Imaginar que Internet y su increíble base de datos nos hará mas inteligentes o más sabios es tan falso como creer que los automóviles nos harán mas educados. E imaginar que tener auto, celular, PC, todos los electrodomésticos y un poco más por las dudas, nos hará felices también resulta una clara mentira. Porque, hoy aunque tengamos mucho, nos falta una oreja, lo que no es poco.
Hoy nos falta conversación, diálogo, compañía que escuche. Hace poco Leonor Arfuch escribió que la conversación es quizás la más corriente de nuestras prácticas, la cual -por no requerir habilidad especial- se confunde con el habla. Podría enmendarse un detalle de ese concepto y decir que la conversación “era” una práctica corriente. Hoy la caja boba de la TV encapsula a los mayores de treinta años y a los que tienen menos de esa edad los cloroformizan los juegos de la PC, las navegaciones sin destino por Internet o aislamientos por el estilo y les impiden -y les atrofian- el ancestral ejercicio de la conversación. A lo sumo, en su reemplazo sólo hay charla, es decir parloteo superficial sobre cualquier tema (una constante en las FM) y esa desmesura está matando la conversación y sus frutos.
¿Quién recuerda hoy sus reglas de oro?
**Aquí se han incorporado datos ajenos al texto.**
PR #241, opened 2022-05-06
fix(components/lists): repeater a11y improvements for aria role and keyboard interaction

johnhwhite:
[AB#2096738](https://dev.azure.com/blackbaud/f565481a-7bc9-4083-95d5-4f953da6d499/_workitems/edit/2096738)

### DIFF
--- a/libs/components/lists/package.json
+++ b/libs/components/lists/package.json
@@ -16,6 +16,7 @@
   },
   "homepage": "https://github.com/blackbaud/skyux#readme",
   "peerDependencies": {
+    "@angular/cdk": "^12.2.13",
     "@angular/common": "^12.2.16",
     "@angular/core": "^12.2.16",
     "@angular/platform-browser": "^12.2.16",
--- a/libs/components/lists/src/lib/modules/repeater/fixtures/repeater.component.fixture.ts
+++ b/libs/components/lists/src/lib/modules/repeater/fixtures/repeater.component.fixture.ts
@@ -1,9 +1,7 @@
 import { Component, ViewChild } from '@angular/core';
 
-import {
-  SkyRepeaterComponent,
-  SkyRepeaterRoleType,
-} from '../repeater.component';
+import { SkyRepeaterRoleType } from '../repeater-role.type';
+import { SkyRepeaterComponent } from '../repeater.component';
 
 let nextItemId = 0;
 
@@ -19,8 +17,6 @@ export class RepeaterTestComponent {
   public get activeIndex(): number {
     return this._activeIndex;
   }
-
-  public ariaRole: SkyRepeaterRoleType | 'auto' | undefined = 'auto';
 
   public disableFirstItem = false;
 
--- a/libs/components/lists/src/lib/modules/repeater/fixtures/repeater.component.fixture.ts
+++ b/libs/components/lists/src/lib/modules/repeater/fixtures/repeater.component.fixture.ts
@@ -1,6 +1,5 @@
 import { Component, ViewChild } from '@angular/core';
 
-import { SkyRepeaterRoleType } from '../repeater-role.type';
 import { SkyRepeaterComponent } from '../repeater.component';
 
 let nextItemId = 0;
--- a/libs/components/lists/src/lib/modules/repeater/fixtures/repeater.component.fixture.ts
+++ b/libs/components/lists/src/lib/modules/repeater/fixtures/repeater.component.fixture.ts
@@ -1,6 +1,9 @@
 import { Component, ViewChild } from '@angular/core';
 
-import { SkyRepeaterComponent } from '../repeater.component';
+import {
+  SkyRepeaterComponent,
+  SkyRepeaterRoleType,
+} from '../repeater.component';
 
 let nextItemId = 0;
 
@@ -16,6 +19,10 @@ export class RepeaterTestComponent {
   public get activeIndex(): number {
     return this._activeIndex;
   }
+
+  public ariaRole: SkyRepeaterRoleType | 'auto' | undefined = 'auto';
+
+  public disableFirstItem = false;
 
   public expandMode = 'single';
 
--- a/libs/components/lists/src/lib/modules/repeater/repeater-item-roles.type.ts
+++ b/libs/components/lists/src/lib/modules/repeater/repeater-item-roles.type.ts
@@ -1,5 +1,5 @@
 export type SkyRepeaterItemRolesType = {
-  item?: 'listitem' | 'option' | 'row' | undefined;
-  title?: 'rowheader' | undefined;
-  content?: 'gridcell' | undefined;
+  item: 'listitem' | 'option' | 'row' | undefined;
+  title: 'rowheader' | undefined;
+  content: 'gridcell' | undefined;
 };
--- a/libs/components/lists/src/lib/modules/repeater/repeater-item-roles.type.ts
+++ b/libs/components/lists/src/lib/modules/repeater/repeater-item-roles.type.ts
@@ -1,0 +1,5 @@
+export type SkyRepeaterItemRolesType = {
+  item?: 'listitem' | 'option' | 'row' | undefined;
+  title?: 'rowheader' | undefined;
+  content?: 'gridcell' | undefined;
+};
--- a/libs/components/lists/src/lib/modules/repeater/repeater-item.component.html
+++ b/libs/components/lists/src/lib/modules/repeater/repeater-item.component.html
@@ -2,7 +2,7 @@
   class="sky-repeater-item sky-padding-even-default"
   [attr.aria-label]="itemName"
   [attr.aria-selected]="selectable ? isSelected : null"
-  [attr.role]="(this.repeaterService.itemRole | async).item"
+  [attr.role]="(itemRole$ | async).item"
   [ngClass]="{
     'sky-repeater-item-active': isActive,
     'sky-repeater-item-collapsible': isCollapsible,
@@ -97,7 +97,7 @@
       <div
         class="sky-repeater-item-title sky-emphasized"
         #titleRef
-        [attr.role]="(this.repeaterService.itemRole | async).title"
+        [attr.role]="(itemRole$ | async).title"
       >
         <ng-content select="sky-repeater-item-title"></ng-content>
       </div>
@@ -146,7 +146,7 @@
       [id]="contentId"
       [@skyAnimationSlide]="slideDirection"
       #itemContentRef
-      [attr.role]="(this.repeaterService.itemRole | async).content"
+      [attr.role]="(itemRole$ | async).content"
     >
       <ng-content select="sky-repeater-item-content"></ng-content>
     </div>
--- a/libs/components/lists/src/lib/modules/repeater/repeater-item.component.html
+++ b/libs/components/lists/src/lib/modules/repeater/repeater-item.component.html
@@ -1,7 +1,7 @@
 <div
   class="sky-repeater-item sky-padding-even-default"
   [attr.aria-label]="itemName"
-  [attr.aria-selected]="selectable ? isSelected : null"
+  [attr.aria-selected]="selectable ? isSelected : undefined"
   [attr.role]="(itemRole$ | async).item"
   [ngClass]="{
     'sky-repeater-item-active': isActive,
--- a/libs/components/lists/src/lib/modules/repeater/repeater-item.component.html
+++ b/libs/components/lists/src/lib/modules/repeater/repeater-item.component.html
@@ -1,8 +1,8 @@
 <div
   class="sky-repeater-item sky-padding-even-default"
-  role="option"
   [attr.aria-label]="itemName"
   [attr.aria-selected]="selectable ? isSelected : null"
+  [attr.role]="(this.repeaterService.itemRole | async).item"
   [ngClass]="{
     'sky-repeater-item-active': isActive,
     'sky-repeater-item-collapsible': isCollapsible,
@@ -94,7 +94,11 @@
       [hidden]="titleRef.children.length === 0"
       (click)="headerClick()"
     >
-      <div class="sky-repeater-item-title sky-emphasized" #titleRef>
+      <div
+        class="sky-repeater-item-title sky-emphasized"
+        #titleRef
+        [attr.role]="(this.repeaterService.itemRole | async).title"
+      >
         <ng-content select="sky-repeater-item-title"></ng-content>
       </div>
       <button
@@ -142,6 +146,7 @@
       [id]="contentId"
       [@skyAnimationSlide]="slideDirection"
       #itemContentRef
+      [attr.role]="(this.repeaterService.itemRole | async).content"
     >
       <ng-content select="sky-repeater-item-content"></ng-content>
     </div>
--- a/libs/components/lists/src/lib/modules/repeater/repeater-item.component.html
+++ b/libs/components/lists/src/lib/modules/repeater/repeater-item.component.html
@@ -9,7 +9,6 @@
     'sky-repeater-item-selected': isSelected
   }"
   (click)="onRepeaterItemClick($event)"
-  (keydown)="onItemKeyDown($event)"
   #itemRef
 >
   <div #inlineDelete>
--- a/libs/components/lists/src/lib/modules/repeater/repeater-item.component.ts
+++ b/libs/components/lists/src/lib/modules/repeater/repeater-item.component.ts
@@ -25,24 +25,16 @@ import {
   SkyInlineFormConfig,
 } from '@skyux/inline-form';
 
-import { Subject, forkJoin as observableForkJoin } from 'rxjs';
+import { Observable, Subject, forkJoin as observableForkJoin } from 'rxjs';
 import { takeUntil } from 'rxjs/operators';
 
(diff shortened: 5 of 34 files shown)


libs/components/lists/package.json
```diff
@@ -16,6 +16,7 @@
   },
   "homepage": "https://github.com/blackbaud/skyux#readme",
   "peerDependencies": {
+    "@angular/cdk": "^12.2.13",
```
Blackbaud-SteveBrush, line 19: This would normally be a breaking change, but we can add the dependency to consumer projects using this change: https://github.com/blackbaud/skyux/pull/249

libs/components/lists/src/lib/modules/repeater/repeater-item.component.html
```diff
@@ -1,8 +1,8 @@
 <div
   class="sky-repeater-item sky-padding-even-default"
-  role="option"
   [attr.aria-label]="itemName"
   [attr.aria-selected]="selectable ? isSelected : null"
+  [attr.role]="(this.repeaterService.itemRole | async).item"
```
Blackbaud-SteveBrush: Is the `this` needed? If not, it should be removed throughout the template.

libs/components/lists/src/lib/modules/repeater/repeater-item.component.ts
```diff
@@ -34,6 +35,15 @@ import { SkyRepeaterService } from './repeater.service';
 
 let nextContentId = 0;
 
+export type SkyRepeaterItemRoleType = 'listitem' | 'option' | 'row' | undefined;
+export type SkyRepeaterItemTitleRoleType = 'rowheader' | undefined;
+export type SkyRepeaterItemContentRoleType = 'gridcell' | undefined;
+export type SkyRepeaterItemRolesType = {
```
Blackbaud-SteveBrush: If these types truly need to be exported, put them in separate files, otherwise, you can remove the `export`.

libs/components/lists/src/lib/modules/repeater/repeater-item.component.ts
```diff
@@ -226,12 +273,14 @@ export class SkyRepeaterItemComponent
...
 
+  private _isDisabled = false;
+
   private _isExpanded = true;
 
   private _isSelected = false;
 
   constructor(
-    private repeaterService: SkyRepeaterService,
+    public repeaterService: SkyRepeaterService,
```
Blackbaud-SteveBrush: Instead of making this service--and all of its members--public to the template (and anything else that has access to this component), we should create a new property or method on the component that returns the needed values from the private service. This would also prevent our consumers from using a deep import to reach the component type, and then call methods on the repeater service directly.

libs/components/lists/src/lib/modules/repeater/repeater-item.component.ts
```diff
@@ -287,6 +336,90 @@ export class SkyRepeaterItemComponent
...
+      const items = this.repeaterService.items
+        .slice(0, currentIndex)
+        .filter((item) => !item.disabled);
+      const activateItem = items.shift();
+      /* istanbul ignore else */
+      if (activateItem) {
+        this.repeaterService.activateItem(activateItem);
+        activateItem.elementRef.nativeElement.focus();
+      }
+    }
```
Blackbaud-SteveBrush, line 413: There's a bunch of repeated code in these `keydown` callbacks; it might be more appropriate to have a single callback with a `switch` statement to handle the `key` value.

libs/components/lists/src/lib/modules/repeater/repeater.component.ts
```diff
@@ -20,11 +20,16 @@ import { Subject } from 'rxjs';
...
-import { SkyRepeaterItemComponent } from './repeater-item.component';
+import {
+  SkyRepeaterItemComponent,
+  SkyRepeaterItemRolesType,
+} from './repeater-item.component';
 import { SkyRepeaterService } from './repeater.service';
 
 let uniqueId = 0;
 
+export type SkyRepeaterRoleType = 'list' | 'listbox' | 'grid';
```
Blackbaud-SteveBrush: If this type needs to be exported, let's put it in a separate file.

libs/components/lists/src/lib/modules/repeater/repeater.component.ts
```diff
@@ -56,6 +61,19 @@ export class SkyRepeaterComponent
...
 
+  /**
+   * Specifies an ARIA role for the repeater list.
+   * This sets the repeater list's `role` attribute and determines the appropriate role for repeater items
+   * [to support accessibility](https://developer.blackbaud.com/skyux/learn/accessibility).
+   * The default `auto` value will determine one of `list`, `listbox`, or `grid`.
+   * @default "auto"
+   */
+  @Input()
+  public set ariaRole(value: SkyRepeaterRoleType | 'auto' | undefined) {
```
Blackbaud-SteveBrush: Does this need to be a public input since the role is auto-determined by the features currently active on the repeater? What scenario would we want the consumer to override the role attribute themselves?

libs/components/lists/src/lib/modules/repeater/repeater.component.ts
```diff
@@ -105,19 +123,23 @@ export class SkyRepeaterComponent
    * This event emits an ordered array of the `tag` properties that the consumer provides for each repeater item.
    */
   @Output()
-  public orderChange = new EventEmitter<any[]>();
+  public orderChange = new EventEmitter<unknown[]>();
```
Blackbaud-SteveBrush: This is a breaking change since it would require the consumer to cast the output's argument as a specific type. (Today it returns `any`, but after this change it would return `unknown`.)

libs/components/lists/src/lib/modules/repeater/repeater.component.ts
```diff
@@ -105,19 +123,23 @@ export class SkyRepeaterComponent
...
 
+  public role: 'list' | 'listbox' | 'grid' | '' = '';
+
   private dragulaUnsubscribe = new Subject<void>();
 
   private ngUnsubscribe = new Subject<void>();
 
   private _expandMode = 'none';
 
+  private _ariaRole: 'auto' | 'list' | 'listbox' | 'grid' | '' = 'auto';
```
Blackbaud-SteveBrush: I was initially having difficulty discerning the differences between `_ariaRole` and `role`. What if you had the `ariaRole` setter require a specific type for its `value` parameter, and an `ariaRole` getter that returns a more specific type to be used by the template?

libs/components/lists/src/lib/modules/repeater/repeater.component.ts
```diff
@@ -105,19 +123,23 @@ export class SkyRepeaterComponent
...
   @Output()
-  public orderChange = new EventEmitter<any[]>();
+  public orderChange = new EventEmitter<unknown[]>();
 
   @ContentChildren(SkyRepeaterItemComponent)
   public items: QueryList<SkyRepeaterItemComponent>;
 
   public dragulaGroupName: string;
 
+  public role: 'list' | 'listbox' | 'grid' | '' = '';
```
Blackbaud-SteveBrush: Is it appropriate to set a role as `''`? Would it be better to set it as `null` or `undefined`?

libs/components/lists/src/lib/modules/repeater/repeater.component.ts
```diff
@@ -232,6 +257,10 @@ export class SkyRepeaterComponent
     this.destroyDragAndDrop();
   }
 
+  public checkContent() {
```
Blackbaud-SteveBrush: Needs a return type.

Also, it's not immediately clear what this method is used for (or who calls it). What do you think about renaming it to `onCdkObserveContent` to match our other template event handlers (e.g. `onClick`, `onKeyDown`)?

libs/components/lists/package.json
johnhwhite: Thanks.

libs/components/lists/src/lib/modules/repeater/repeater-item.component.ts
johnhwhite: Good catch.

libs/components/lists/src/lib/modules/repeater/repeater-item.component.ts
johnhwhite: Consolidated the keydown handlers.

libs/components/lists/src/lib/modules/repeater/repeater.component.ts
johnhwhite: Removed the input as we discussed.

libs/components/lists/src/lib/modules/repeater/repeater.component.ts
johnhwhite: Reverted.

libs/components/lists/src/lib/modules/repeater/repeater.component.ts
johnhwhite: This is no longer needed without the input.

libs/components/lists/src/lib/modules/repeater/fixtures/repeater.component.fixture.ts
```diff
@@ -1,5 +1,6 @@
 import { Component, ViewChild } from '@angular/core';
 
+import { SkyRepeaterRoleType } from '../repeater-role.type';
```
Blackbaud-SteveBrush: Needed?

libs/components/lists/src/lib/modules/repeater/repeater-item-roles.type.ts
```diff
@@ -0,0 +1,5 @@
+export type SkyRepeaterItemRolesType = {
+  item?: 'listitem' | 'option' | 'row' | undefined;
```
Blackbaud-SteveBrush: Including `undefined` in the union type is redundant when using the `?` character. 

If you want to keep the `undefined` type in the union, you could remove the `?` character, especially if you want the consumer of the type to deliberately set each property (even if that deliberate value is `undefined`).

libs/components/lists/src/lib/modules/repeater/repeater-item.component.ts
```diff
@@ -47,6 +49,43 @@ let nextContentId = 0;
...
+      if (value) {
+        this.isSelected = false;
+        this._isDisabled = true;
+      } else {
+        this._isDisabled = false;
+      }
+      if (this.isActive) {
+        this.repeaterService.activateItemByIndex(undefined);
+      }
+      /* istanbul ignore next */
```
Blackbaud-SteveBrush: Curious why this isn't testable?

libs/components/lists/src/lib/modules/repeater/repeater-item.component.ts
```diff
@@ -91,7 +130,7 @@ export class SkyRepeaterItemComponent
    */
   @Input()
   public set isSelected(value: boolean) {
-    if (value !== this._isSelected) {
+    if (!this._isDisabled && value !== this._isSelected) {
```
Blackbaud-SteveBrush: We should use the getter when reading the value: `!this.disabled`.

libs/components/lists/src/lib/modules/repeater/repeater.component.ts
```diff
@@ -112,6 +115,8 @@ export class SkyRepeaterComponent
 
   public dragulaGroupName: string;
 
+  public role: 'list' | 'listbox' | 'grid' | undefined = undefined;
```
Blackbaud-SteveBrush: I believe this should be `public role: SkyRepeaterRoleType | undefined`. A value of `undefined` is assumed.

libs/components/lists/src/lib/modules/repeater/repeater.component.ts
```diff
@@ -333,4 +349,40 @@ export class SkyRepeaterComponent
...
+      .concat([`.sky-repeater[role="grid"]`, `skyux-dropdown`])
+      .join(', ');
+    const hasInteraction =
+      this.reorderable ||
+      !!(this.elementRef.nativeElement as HTMLElement).querySelector(
+        interactionSelector
+      );
+    if (hasInteraction) {
+      autoRole = 'grid';
+    } else if (hasSelectables) {
```
Blackbaud-SteveBrush: Should we check `hasSelectables` first? If it's `true`, then we don't have to waste resources querying the DOM to see if there are interactable elements in the repeater item.
```
if (hasSelectables) {
  // ...
} else {
  const hasInteraction = ...
  if (hasInteraction) { ... }
}
```

libs/components/lists/src/lib/modules/repeater/repeater.component.ts
```diff
@@ -333,4 +349,40 @@ export class SkyRepeaterComponent
...
+    };
+    const hasSelectables = this.items?.some((item) => item.selectable);
+    const interactionSelector = [
+      'a[href]',
+      'button',
+      'select',
+      'textarea',
+      'input',
+    ]
+      .map((selector) => `sky-repeater-item-right ${selector}`)
```
Blackbaud-SteveBrush: Is `sky-repeater-item-right` a component element? I'm not seeing it anywhere. Should this be `.sky-repeater-item-right`?

libs/components/lists/src/lib/modules/repeater/repeater.component.ts
```diff
@@ -333,4 +349,40 @@ export class SkyRepeaterComponent
...
+      grid: { item: 'row', title: 'rowheader', content: 'gridcell' },
+    };
+    const hasSelectables = this.items?.some((item) => item.selectable);
+    const interactionSelector = [
+      'a[href]',
+      'button',
+      'select',
+      'textarea',
+      'input',
+    ]
```
Blackbaud-SteveBrush, line 388: ☝️ Curious, how did we decide which selectors to include in this array?

libs/components/lists/src/lib/modules/repeater/repeater-item.component.ts
```diff
@@ -47,6 +49,43 @@ let nextContentId = 0;
 export class SkyRepeaterItemComponent
   implements OnDestroy, OnInit, AfterViewInit
 {
+  /**
+   * The first, non-disabled item is tab focusable.
+   */
+  @HostBinding()
+  public get tabindex(): 0 | -1 {
+    return this.repeaterService.items.filter((item) => !item.disabled)[0] ===
```
Blackbaud-SteveBrush, line 59: So only the first, non-disabled item should be focusable? The other items are not allowed to be focusable? Just trying to understand the a11y rules behind this. If there's any information about this requirement on W3C (or somewhere similar) we should put a link in this property's JSDocs comment.

libs/components/lists/src/lib/modules/repeater/repeater-item.component.ts
```diff
@@ -287,6 +332,90 @@ export class SkyRepeaterItemComponent
...
+      $event.target &&
+      ($event.target as Element).matches(
+        [
+          'sky-repeater-item',
+          '.sky-repeater-item',
+          '.sky-repeater-item-left',
+          '.sky-repeater-item-left *',
+          '.sky-repeater-item-title',
+          '.sky-repeater-item-title *',
+        ].join(',')
```
Blackbaud-SteveBrush: Is this array required to avoid capturing events from the `.sky-repeater-item-right` DIV? If so, would it be easier to check that the event does not come from one element, versus checking if the event exists in any number of other elements?

Either way, it would be helpful to include a comment explaining the array's purpose.

libs/components/lists/src/lib/modules/repeater/repeater-item.component.ts
johnhwhite: Added a test.

libs/components/lists/src/lib/modules/repeater/repeater.component.ts
johnhwhite: I added a comment for this. The `hasInteraction` takes precedence if there are also selectable items, and I added additional logic to look at component interaction settings first (negate the need to query the DOM) and to tighten the DOM selector.

libs/components/lists/src/lib/modules/repeater/repeater.component.ts
johnhwhite: Fixed.

libs/components/lists/src/lib/modules/repeater/repeater.component.ts
johnhwhite: I found a source and added a comment.

libs/components/lists/src/lib/modules/repeater/repeater-item.component.ts
johnhwhite: Added comments.

libs/components/lists/src/lib/modules/repeater/repeater-item.component.ts
johnhwhite: The idea was to prevent e.g. someone pressing down arrow in an input and that causing focus to change to the next item. I've shifted the code so that might be more obvious.

Blackbaud-SteveBrush (approved):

Eran tres: hablar poco, no hablar de lo que no se sabe y en lo posible nunca hablar de uno mismo. La regla primera, hablar poco, implicaba tener una oreja siempre dispuesta para escuchar al otro, que era lo más lo importante. Hoy sólo hablamos de nosotros mismos, de nuestros problemas, de nuestros objetivos, de nuestros éxitos o fracasos, de nuestra salud, pero poco y nada nos interesa escucharlo al otro. Es que la conversación, tradicionalmente, era una entrega y un encuentro y hoy parece ser un monólogo de dos. El escritor Santiago Kovadloff ha subrayado con agudeza que en este siglo nuevo, las personas más que oírse en el hablar se alternan en el decir, en un ejercicio de festiva incomunicación. Porque ni oyen ni escuchan ni se interesan; hoy hace falta la otra oreja. La política, la justicia, los parlamentos, las instituciones y las corporaciones, las universidades y los clubes, la familia y los amigos, parecen haber perdido una oreja. Sería más que útil recuperar la capacidad de escucha y reanudar la conversación al modo tradicional y el primer ejercicio práctico, casi obligado, sería decir la menor cantidad de veces posible la palabra “yo”.